Manny Machado returned to the roster on May 1 for the second game of the Orioles’ doubleheader against the Pittsburgh Pirates. He was scheduled to be activated from the disabled list for the start of the series on April 29, but the games both that day and the following day were rained out. Reliever Troy Patton was also activated from the restricted list after serving a 25-game suspension for testing positive for performance-enhancing drugs. To make room for Machado and Patton, the Orioles sent infielder Steve Lombardozzi to Triple-A Norfolk along with relievers Evan Meek and Josh Stinson, who was outrighted. Baltimore recalled reliever Brad Brach from Norfolk. Another roster move may be necessary when Davis comes off the 15-day DL, which is scheduled to be May 11.

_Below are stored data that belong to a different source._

PR #429, opened 2025-04-07
Bulk upload for claim, outcome and release

peterdavidhamilton:
Backend changes to introduce groups of pending submissions processed from uploaded CSV files.

Two new restful routes for `claims` and `actions` have been introduced for each type of `PendingInductionSubmissionBatch` record.

### WIP

Currently, the code converts a valid `PendingInductionSubmission` immediately into `Teacher` and `InductionPeriod` records.


spec/models/pending_induction_submission_batch_spec.rb
```diff
@@ -0,0 +1,142 @@
...
+        let(:csv_file) { Rack::Test::UploadedFile.new(Rails.root.join('spec/fixtures/foo.txt'), 'text/plain') }
+
+        specify do
+          expect(batch).not_to be_valid
+          expect(batch.errors[:csv_file]).to include("File type must be a CSV")
+        end
+      end
+
+      describe "#wrong_headers" do # softened rules so order doesn't matter - still TBC
+        let(:csv_file) { Rack::Test::UploadedFile.new(Rails.root.join('spec/fixtures/claims/invalid_missing_columns.csv'), 'text/csv') }
```
peteryates, line 92: As the CSVs are only short might it make sense to just set them in a HEREDOC, something like:

```suggestion
        let(:csv_data) do
          <<~CSV
          trn,dob,end_date,number_of_terms,objective,error
          7654321,30-06-1981,2025-01-30,0.5,,
          1234567,30/06/1981,2025-01-30,7.2,,
          CSV
        end
        let(:csv_file) { Rack::Test::UploadedFile.new(csv_data, 'text/csv') }
```

peterdavidhamilton: I'm already using HEREDOCs in other specs. I retained a mix of testing methods because this way we had the files to hand for manual tests and product review, something other colleagues can open and edit. I think it is definitely something to tidy up after. I have factories and shared specs so we can see what fits best.

peterdavidhamilton: @peteryates we will eventually get rid of most fixtures once the validation revisions are completed in a follow PR. The parsed CSV data is immediately saved to the DB meaning most specs can just create an array of hashes now.

app/models/pending_induction_submission_batch.rb
```diff
@@ -0,0 +1,198 @@
...
+
+  # @return [PendingInductionSubmissionBatch] type "action"
+  def self.new_action_for(appropriate_body:, **)
+    new(appropriate_body:, batch_type: 'action', **)
+  end
+
+  # @return [Class] A class that represents a row in the CSV file
+  # @param columns [Array<Symbol>] Array of CSV column headings
+  def self.build_row_class(columns)
+    Data.define(*columns) do
```
avinhurry, line 16: This feels very magical 🪄

Maybe it would be worth moving to a concern or helper. Something like`RowBuilder` could help make the intent clearer and keep the model focussed.

app/presenters/pending_induction_submission_batch_presenter.rb
```diff
@@ -0,0 +1,79 @@
...
+        )
+      elsif claim?
+        common_rows.push(
+          ::INDUCTION_PROGRAMMES[sub.induction_programme&.to_sym] || EMPTY_CELL,
+          sub.started_on&.to_fs(:govuk) || EMPTY_CELL,
+          sub.error_message
+        )
+      end
+    end
+  end
```
avinhurry, line 65: This method is quite big and does a lot. Could it be extracted into smaller private methods. To make it easier to understand at a glance?

app/services/appropriate_bodies/process_batch/action.rb
```diff
@@ -0,0 +1,161 @@
...
+            next
+          end
+
+          if ongoing_induction_period.blank?
+            pending_induction_submission.update(error_message: "Teacher #{name} does not have an ongoing induction")
+            next
+          end
+
+          if claimed_by_another_ab?
+            pending_induction_submission.update(error_message: "Teacher #{name} was claimed by another appropriate body")
```
avinhurry, line 37: This line is repeated 4 times here, how do you feel about extracting it out into a private method?

Something like: 

```ruby
def reject_with_error(message)
  pending_induction_submission.update(error_message: message)
end
```

app/services/appropriate_bodies/process_batch/action.rb
```diff
@@ -0,0 +1,161 @@
+module AppropriateBodies
+  module ProcessBatch
+    # Management of induction periods in bulk via CSV upload
+    # Handles Pass / Fail / Release in two stages
+    class Action < Base
```
avinhurry, line 5: This class is doing a lot, for example: 

- `fetch_trs_details`
- `validate_submission!`
- `do_action`

Might be worth exploring whether any of these could be pulled out into seperate service objects or classes to try and abide by the single responsibility principle a bit more.

What do you think?

app/services/appropriate_bodies/process_batch/claim.rb
```diff
@@ -0,0 +1,76 @@
...
+          pending_induction_submission.update(error_message: "Not found in TRS")
+          next
+        rescue ::TRS::Errors::ProhibitedFromTeaching
+          pending_induction_submission.update(error_message: "Prohibited from teaching")
+          next
+        rescue ::TRS::Errors::QTSNotAwarded
+          pending_induction_submission.update(error_message: "QTS not awarded")
+          next
+        rescue StandardError => e
+          pending_induction_submission.update(error_message: e.message)
```
avinhurry, line 28: Similar to my other comment, could these 4 could be extracted into a `reject_with_error(message)` to keep things DRY-er?

```ruby
def reject_with_error(message)
  pending_induction_submission.update(error_message: message)
end
```

app/services/appropriate_bodies/process_batch/claim.rb
```diff
@@ -0,0 +1,76 @@
...
+          next
+        end
+      rescue StandardError => e
+        pending_induction_submission_batch.update(error_message: e.message)
+      end
+
+    private
+
+      # @return [?]
```
avinhurry, line 37: Should this be filled in, instead of `[?]`?

spec/models/pending_induction_submission_batch_spec.rb
```diff
@@ -0,0 +1,156 @@
...
+
+  describe "associations" do
+    it { is_expected.to belong_to(:appropriate_body) }
+    it { is_expected.to have_many(:pending_induction_submissions) }
+  end
+
+  describe "scopes" do
+    describe ".for_appropriate_body" do
+      it "returns batched submissions for the specified appropriate body" do
+        expect(described_class.for_appropriate_body(456).to_sql).to end_with(%( WHERE "pending_induction_submission_batches"."appropriate_body_id" = 456))
```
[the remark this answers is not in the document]
peterdavidhamilton: Agreed, this was copied from another model spec 🫨, can replace.

app/presenters/pending_induction_submission_batch_presenter.rb
peterdavidhamilton: This is one of those "just there to surface the data in review methods". Anything below the line is out of scope

app/services/appropriate_bodies/process_batch/action.rb
peterdavidhamilton: That's certainly the direction I would expect. `Claim` reuses existing services for example, and here I originally tried to, but it was awkward and I really wanted to avoid making changes that might alter existing services. It's giving `monad`. Some of the CSV-level validations are moving to row-level, so the logic of the validation section is about to grow. Also I'd agree that we should avoid multiple places fetching from TRS. I am working on refactoring the validations in a separate branch and will make splitting the service part of its focus.

app/services/appropriate_bodies/process_batch/claim.rb
peterdavidhamilton: It will be once I've decided what if anything it should be returning.

spec/models/pending_induction_submission_batch_spec.rb
```diff
@@ -0,0 +1,156 @@
...
+      end
+    end
+  end
+
+  describe "callbacks" do
+    describe '#data_from_csv' do
+      it 'persists data from disk to database and deletes attachment' do
```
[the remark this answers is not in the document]
peterdavidhamilton: I'll workshop it. For context the temporary file in `/storage` is only available to the webapp and data needs to be stored in the database so the worker has the information. My goal was to make clear disk data storage is transitory and we aren't accumulating files.  There is an element of housekeeping. More suggestions welcome.

db/migrate/20250324093617_create_active_storage_tables.active_storage.rb
peteryates, line 1: I'd like to avoid active storage if possible. It adds complexity to the deployment and we'll need to set up blob storage in Azure etc. I don't think we need to store the originally uploaded CSV for any reason - and if we do could it just be a `varchar[]` on the batch table?

peterdavidhamilton: We don't store it anymore. I'll look into simplifying it.

app/jobs/process_batch_action_job.rb
```diff
@@ -0,0 +1,45 @@
+class ProcessBatchActionJob < ApplicationJob
+  retry_on StandardError, attempts: 3
+
+  # @param pending_induction_submission_batch [PendingInductionSubmissionBatch]
+  # @param author_email [String]
+  # @param author_name [String]
+  def perform(pending_induction_submission_batch, author_email, author_name)
+    if pending_induction_submission_batch.processing?
```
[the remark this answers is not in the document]
peterdavidhamilton: It would, I was trying to identify when that might happen; put the guard in anyway. Better to defend.

config/routes.rb
```diff
@@ -80,6 +80,13 @@
         get 'prohibited-from-teaching/:id', to: '/appropriate_bodies/claim_an_ect/errors#prohibited_from_teaching', as: 'prohibited'
       end
     end
+
+    constraints -> { Rails.application.config.enable_bulk_upload } do
+      namespace :process_batch, path: 'bulk', as: 'batch' do
+        resources :claims, format: %i[html csv]
+        resources :actions, format: %i[html csv]
+      end
+    end
```
peteryates, line 89: :+1:

lib/trs/teacher.rb
```diff
@@ -66,10 +66,6 @@ def prohibited_from_teaching?
 
   private
 
-    def api_client
```
peterdavidhamilton, line 69: ???

spec/presenters/pending_induction_submission_batch_presenter_spec.rb
```diff
@@ -0,0 +1,88 @@
+RSpec.describe PendingInductionSubmissionBatchPresenter do
+  subject(:presenter) { described_class.new(batch) }
+
+  let(:batch) { FactoryBot.build(:pending_induction_submission_batch, :action) }
+
+  describe 'decorated model methods' do
```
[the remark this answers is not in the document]
peterdavidhamilton: You are correct, semantically this class is a decorator which is why I wrote "decorated", but not wanting to compete with the existing folder structure I have put it in with the others. I would support a refactor renaming them all to decorators. We have a mix of view helpers, services, components and decorators and should have a think about where we can improve on this.

app/controllers/appropriate_bodies/process_batch/actions_controller.rb
```diff
@@ -0,0 +1,59 @@
...
+            .order(id: :desc)
+            .select(:id, :batch_type, :batch_status, :error_message)
+            .map { |b| b.attributes.values.map(&:to_s) }
+      end
+
+      def create
+        @pending_induction_submission_batch = new_batch_action
+
+        if @pending_induction_submission_batch.save! &&
+            @pending_induction_submission_batch.save(context: :uploaded)
```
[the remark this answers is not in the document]
peterdavidhamilton: At the time, I had used `ActiveStorage` and yes saving twice was intentional because the first save triggered `ActiveStorage` to do its thing, making the following context validation possible. Now, the file data is parsed in memory and logic has moved into different objects.

app/controllers/appropriate_bodies/process_batch/actions_controller.rb
```diff
@@ -0,0 +1,59 @@
...
+
+        process_batch_action
+
+        redirect_to ab_batch_action_path(@pending_induction_submission_batch), alert: 'Induction changes actioned'
+      end
+
+    private
+
+      def new_batch_action
+        PendingInductionSubmissionBatch.new_action_for(appropriate_body: @appropriate_body, **import_params)
```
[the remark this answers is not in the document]
peterdavidhamilton: A parent controller

app/controllers/appropriate_bodies/process_batch/actions_controller.rb
```diff
@@ -0,0 +1,59 @@
+module AppropriateBodies
+  module ProcessBatch
+    class ActionsController < PendingInductionSubmissionBatchController
+      def index
+        @pending_induction_submission_batches = PendingInductionSubmissionBatch
+            .for_appropriate_body(@appropriate_body)
+            .action
+            .order(id: :desc)
+            .select(:id, :batch_type, :batch_status, :error_message)
+            .map { |b| b.attributes.values.map(&:to_s) }
```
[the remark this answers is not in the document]
peterdavidhamilton: @edujackedu @avinhurry at the moment this query is for a scaffolded view to help product reviewers. We've identified that such an "Upload history" for the AB is a useful part of the UX, so they can return to an upload file in case they log out or forget to hit confirm. There needs to be a link or button to navigate them back to the processed batch because there is no need for them to reupload. This is being designed so a future ticket should do what you've both identified here.

app/models/pending_induction_submission_batch.rb
peterdavidhamilton: Anything I can still do to demystify it in my documentation?

app/jobs/process_batch_action_job.rb
```diff
@@ -0,0 +1,43 @@
...
+  # @param pending_induction_submission_batch [PendingInductionSubmissionBatch]
+  # @param author_email [String]
+  # @param author_name [String]
+  def perform(pending_induction_submission_batch, author_email, author_name)
+    return if pending_induction_submission_batch.processing?
+
+    if pending_induction_submission_batch.processed?
+      # change status first for quick response
+      pending_induction_submission_batch.completed!
+      batch_action(pending_induction_submission_batch, author_email, author_name).do!
```
avinhurry, line 11: Just flagging that `pass!` calls `record_outcome!` which includes `send_pass_induction_notification_to_trs`.

If this method raises, the internal transaction that `record_outcome!` uses will roll back DB changes inside `record_outcome!`, but **not** things like posting to the TRS API. That means we lose atomicity and if the batch was marked as `completed!` beforehand, we may not catch the inconsistency.

  Would it be safer to: 

  - call `do!` first and only mark the batch as `completed!` if it succeeds?
  - consider compensating or tracking partially applied batches incase of failure?

peterdavidhamilton: You're right to flag it. The reason is the lag in actioning the changes once the user confirms. This was done so we could render success. There is potentially a need for another status, `actioning` or `doing` 😉 , which comes before `completed`. However, the things it's attempting should all succeed without exception because they have been pre-validated and filtered.

I'll take your comments away and address them in my next CSV related branch. Thanks @avinhurry 🙇🏼‍♂️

Wieters traveled to Pensacola, Florida on May 7 to meet with renowned orthopedic surgeon Dr. James Andrews (of Tommy John surgery fame.) Wieters has been dealing with soreness in his right elbow since the Orioles’ series in Boston in April. He says he first felt what was initially diagnosed as a sore forearm when he made a throw to second base on a cold night in Boston. He underwent an MRI exam on May 5, and surgery has been ruled out following his visit with Dr. Andrews. Caleb Joseph has been recalled from Norfolk to share the catching duties with Steve Clevenger.

UPDATED MAY 12: Davis was activated from the 15-day DL after appearing in a game with the Double-A Bowie Baysox on a rehab assignment. He played for the Orioles in the series finale at home against Houston. Wieters was placed on the DL to rest his sore elbow. The Orioles also optioned T.J. McFarland to Norfolk following the game. McFarland struck out four and allowed two runs on seven hits in three innings, including a two-run home run to the Astros’ Marc Krauss that gave Houston some insurance to salvage the series finale.